小蝶浑身筛糠般抖动着,喉咙里发出嗬嗬的怪响,似乎在积攒最后一丝勇气。她的目光涣散,仿佛穿透了陈武,投向囚室门口那片更深邃的黑暗。就在陈武以为她即将吐出那个名字的瞬间——
她的眼中,那点微弱的光芒骤然熄灭,被一种彻底的、令人心悸的死寂取代。紧接着,一股决绝的疯狂在她脸上炸开!她的下颌猛地绷紧,牙齿死死咬合!
“唔——!”
一声压抑到极致的、从喉咙深处挤出的闷哼!她的头颈以一种极其怪异的角度向上、向后猛地一仰!
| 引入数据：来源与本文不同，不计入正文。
PR #716, opened 2020-08-15
For Vessel: Ignore Hypothetical quotes types when reference text = null

AndrewChristensenFCBH:
Ignore Hypothetical quotes types when the reference text is unavailable. This was done because Vessel does not assign a reference text.

---
This change is [Reviewable](https://reviewable.io/reviews/sillsdev/glyssen/716)

### DIFF
--- a/GlyssenEngine/Quote/ParserCharacterRepository.cs
+++ b/GlyssenEngine/Quote/ParserCharacterRepository.cs
@@ -45,25 +45,30 @@ namespace GlyssenEngine.Quote
 				"narrator overrides. These should be applied only after user has done disambiguation.");
 			var result = m_cvInfo.GetCharacters(bookId, chapter, verses, versification,
 				includeAlternatesAndRareQuotes, includeNarratorOverrides);
-			var hypotheticalsToReplace = result.Where(cv =>
-				{
-					if (cv.QuoteType == QuoteType.Hypothetical)
-					{
-						var refTextBook = m_referenceText.GetBook(bookId);
-						if (refTextBook != null)
-							return !refTextBook.GetBlocksForVerse(chapter,
-								verses.First().StartVerse, verses.Last().EndVerse).Any(b => b.CharacterId == cv.Character);
-						// REVIEW: Should we replace hypotheticals if there is no reference text for this book?
-					}
-					return false;
-				}).Select(c => c.Character).ToList();
-			if (hypotheticalsToReplace.Any())
+			// m_referenceText will never be null for Glyssen users, so the test for null will not effect Glyssen.
+			// At this time, Vessel users never have a reference text, so this test prevents an exception being thrown.
+			// This logic may be changed in the future so that hypothetical speakers can be better handled. 
+			if (m_referenceText != null)
 			{
-				result.Add(new CharacterSpeakingMode(CharacterVerseData.GetStandardCharacterId(BCVRef.NumberToBookCode(bookId), CharacterVerseData.StandardCharacter.Narrator),
-					String.Empty, String.Empty, false, QuoteType.Quotation));
-				result.RemoveAll(e => e.QuoteType == QuoteType.Hypothetical && hypotheticalsToReplace.Contains(e.Character));
+				var hypotheticalsToReplace = result.Where(cv =>
+					{
+						if (cv.QuoteType == QuoteType.Hypothetical)
+						{
+							var refTextBook = m_referenceText.GetBook(bookId);
+							if (refTextBook != null)
+								return !refTextBook.GetBlocksForVerse(chapter,
+									verses.First().StartVerse, verses.Last().EndVerse).Any(b => b.CharacterId == cv.Character);
+							// REVIEW: Should we replace hypotheticals if there is no reference text for this book?
+						}
+						return false;
+					}).Select(c => c.Character).ToList();
+				if (hypotheticalsToReplace.Any())
+				{
+					result.Add(new CharacterSpeakingMode(CharacterVerseData.GetStandardCharacterId(BCVRef.NumberToBookCode(bookId), CharacterVerseData.StandardCharacter.Narrator),
+						String.Empty, String.Empty, false, QuoteType.Quotation));
+					result.RemoveAll(e => e.QuoteType == QuoteType.Hypothetical && hypotheticalsToReplace.Contains(e.Character));
+				}
 			}
-
 			return result;
 		}
 
--- a/GlyssenEngineTests/GlyssenEngineTests.csproj
+++ b/GlyssenEngineTests/GlyssenEngineTests.csproj
@@ -276,6 +276,7 @@
       <DependentUpon>Resources.resx</DependentUpon>
     </Compile>
     <Compile Include="Quote\NewTestamentBooksFirstComparerTests.cs" />
+    <Compile Include="Quote\ParserCharacterRepositoryTests.cs" />
     <Compile Include="Quote\QuoteParserTests.cs" />
     <Compile Include="Quote\QuoteSystemGuesserTests.cs" />
     <Compile Include="Quote\QuoteSystemTests.cs" />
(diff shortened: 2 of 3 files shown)


GlyssenEngineTests/Quote/QuoteParserTests.cs
```diff
@@ -5370,6 +5370,21 @@ public void Parse_MultipleInterruptionsInMiddleOfMultiBlockQuote_MultiBlockQuote
 			Assert.AreEqual(CharacterVerse.kScriptureCharacter, output[5].CharacterId);
 		}
 		#endregion
+		
+		[Test]
+		public void Parse_GetCharactersWhenReferenceTestIsMissing()
```
tombogle, line 5375: The name should be in the form <<method under test>>_<<condition>>_<<result>>. So for example:
GetCharacters_ReferenceTextIsNull_ReturnsOnly GetsOnlyCharacterForVerse()
GetCharacters_ReferenceTextIsNullAndVerseHasMultiplesCharacters_GetsAllCharactersForVerse()
Since the test for 19:10:6 and 40:7:8 (character and character2) are really the same condition, you could use [TestCase(19, 10, 6)] and [TestCase(40, 7, 8)] instead of [Test] to show that clearly.

andrew-polk:
___
*[GlyssenEngineTests/Quote/QuoteParserTests.cs, line 5375 at r1](https://reviewable.io/reviews/sillsdev/glyssen/716#-MEkLPqZypgtluqGyZF9-r1-5375:-MExcaAV4AMB6e1FsE3R:bf42hre) ([raw file](https://github.com/sillsdev/glyssen/blob/97c8373c6e9ae1d1fbf57488b53d60a009d71e79/GlyssenEngineTests/Quote/QuoteParserTests.cs#L5375)):*

The name should be in the form <<method under test>>_<<condition>>_<<result>>. So for example:
GetCharacters_ReferenceTextIsNull_ReturnsOnly GetsOnlyCharacterForVerse()
GetCharacters_ReferenceTextIsNullAndVerseHasMultiplesCharacters_GetsAllCharactersForVerse()
Since the test for 19:10:6 and 40:7:8 (character and character2) are really the same condition, you could use [TestCase(19, 10, 6)] and [TestCase(40, 7, 8)] instead of [Test] to show that clearly.
</blockquote></details>

@tombogle 
I think reviewable threw away something from your first line there.

GlyssenEngine/Quote/ParserCharacterRepository.cs
```diff
@@ -45,25 +45,30 @@ public ParserCharacterRepository(ICharacterVerseRepository cvInfo, ReferenceText
...
-						if (refTextBook != null)
-							return !refTextBook.GetBlocksForVerse(chapter,
-								verses.First().StartVerse, verses.Last().EndVerse).Any(b => b.CharacterId == cv.Character);
-						// REVIEW: Should we replace hypotheticals if there is no reference text for this book?
-					}
-					return false;
-				}).Select(c => c.Character).ToList();
-			if (hypotheticalsToReplace.Any())
+			// m_referenceText will never be null for Glyssen users, so the test for null will not effect Glyssen.
+			// At this time, Vessel users never have a reference text, so this test prevents an exception being thrown when the GetBook method is called.
```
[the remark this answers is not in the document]
AndrewChristensenFCBH: Changed comment as requested.

GlyssenEngineTests/Quote/QuoteParserTests.cs
AndrewChristensenFCBH: Changed test as requested.  There are now 2 tests.

GlyssenEngine/Quote/ParserCharacterRepository.cs
```diff
@@ -45,25 +45,30 @@ public ParserCharacterRepository(ICharacterVerseRepository cvInfo, ReferenceText
...
-						if (refTextBook != null)
-							return !refTextBook.GetBlocksForVerse(chapter,
-								verses.First().StartVerse, verses.Last().EndVerse).Any(b => b.CharacterId == cv.Character);
-						// REVIEW: Should we replace hypotheticals if there is no reference text for this book?
-					}
-					return false;
-				}).Select(c => c.Character).ToList();
-			if (hypotheticalsToReplace.Any())
+			// m_referenceText will never be null for Glyssen users, so the test for null will not effect Glyssen.
+			// At this time, Vessel users never have a reference text, so this test prevents an exception being thrown when the GlyssenEngine is called by Vessel.
```
tombogle, line 49: Just remove " when the GlyssenEngine is called by Vessel"

AndrewChristensenFCBH: OK sorry, done.

GlyssenEngineTests/Quote/QuoteParserTests.cs
```diff
@@ -5370,6 +5370,28 @@ public void Parse_MultipleInterruptionsInMiddleOfMultiBlockQuote_MultiBlockQuote
...
 		}
 		#endregion
+
+		[TestCase(19, 10, "6", "narrator-PSA")]
+		[TestCase(40, 7, "8", "Jesus")]
+		public void GetCharacters_ReferenceTextIsNull_ReturnsOnlyOneCharacterForVerse(int book, int chapter, string verse, string expectedCharacter)
+		{
+			var cvRepo = new ParserCharacterRepository(ControlCharacterVerseData.Singleton, null);
+
+			var character = cvRepo.GetCharacters(book, chapter, new Verse(verse));
```
tombogle, line 5380: In both this test and the next, the variable should be named "characters" since it represents a collection (even if there only ends up being one character in it).

GlyssenEngineTests/Quote/QuoteParserTests.cs
```diff
@@ -5370,6 +5370,28 @@ public void Parse_MultipleInterruptionsInMiddleOfMultiBlockQuote_MultiBlockQuote
...
+
+			Assert.AreEqual(expectedCharacter, character.First().ToString());
```
tombogle, line 5382: Since you're only expecting one character, use Single instead of First.

GlyssenEngineTests/Quote/QuoteParserTests.cs
```diff
@@ -5370,6 +5370,28 @@ public void Parse_MultipleInterruptionsInMiddleOfMultiBlockQuote_MultiBlockQuote
 			Assert.AreEqual(CharacterVerse.kScriptureCharacter, output[5].CharacterId);
 		}
 		#endregion
+
+		[TestCase(19, 10, "6", "narrator-PSA")]
```
tombogle, line 5374: Sorry I didn't catch this sooner, but these tests should be in a new fixture: ParserCharacterRepositoryTests. Otherwise, it looks as if you're testing QuoteParser.GetCharacters, and there is no such method. The new file should be added to the Quote folder (since the class you're testing is in GlyssenEngine\Quote).

GlyssenEngineTests/Quote/QuoteParserTests.cs
```diff
@@ -5370,6 +5370,28 @@ public void Parse_MultipleInterruptionsInMiddleOfMultiBlockQuote_MultiBlockQuote
...
+		}
+
+		[Test]
+		public void GetCharacters_ReferenceTextIsNull_ReturnsMultipleCharactersForVerse()
+		{
+			var cvRepo = new ParserCharacterRepository(ControlCharacterVerseData.Singleton, null);
+
+			var character = cvRepo.GetCharacters(45, 2, new Verse("15"));
+
+			Assert.AreEqual("Gentiles", character.First().ToString());
```
tombogle, line 5392: First and Last don't really make sense. GetCharacters returns a HashSet, so it is not really ordered. You're just getting lucky. You probably just want to check that the total number is as expected and that the set contains the known values. (FWIW, I found this a bit confusing because there really shouldn't be any characters in ROM 2:15, but the test data has them there, so I guess it's okay.)

AndrewChristensenFCBH: Once I moved them to their own class and file I was getting different values and you are right Romans 2:15 didn't have any characters.  Strange.

AndrewChristensenFCBH: See if my test is ok for multiple numbers.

陈武瞳孔骤缩!他反应快如闪电,身形暴进,那只滴血的大手如铁钳般迅疾探出,直取她的下颌!但,终究迟了半步。
丫鬟小蝶咬舌自尽了。线索,如同被这决绝的一咬,彻底咬断。所有的指向,都沉入了那片黑暗。
幕后之人,如同潜伏在深水之下的巨兽,只露出狰狞的獠牙,便再次隐没无踪。